--- Excerpted records Enclosed Below ---

PR #2508, opened 2024-07-16
chore: rename Webhook to Webhooks

hanspagel:
In the sidebar, we have Model*s*, but for webhooks we just write Webhook. 🤔 This PR adds an S, so we end up with:

Screenshot 2024-07-16 at 16 44 51


marclave (approved):
Good call :)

--- End of Enclosed Excerpted records ---

[What you have to do]: Nothing should be left out or altered, so reproduce the whole listing.

[Exercise result]:
PR #2508, opened 2024-07-16
chore: rename Webhook to Webhooks

hanspagel:
In the sidebar, we have Model*s*, but for webhooks we just write Webhook. 🤔 This PR adds an S, so we end up with:

Screenshot 2024-07-16 at 16 44 51


marclave (approved):
Good call :)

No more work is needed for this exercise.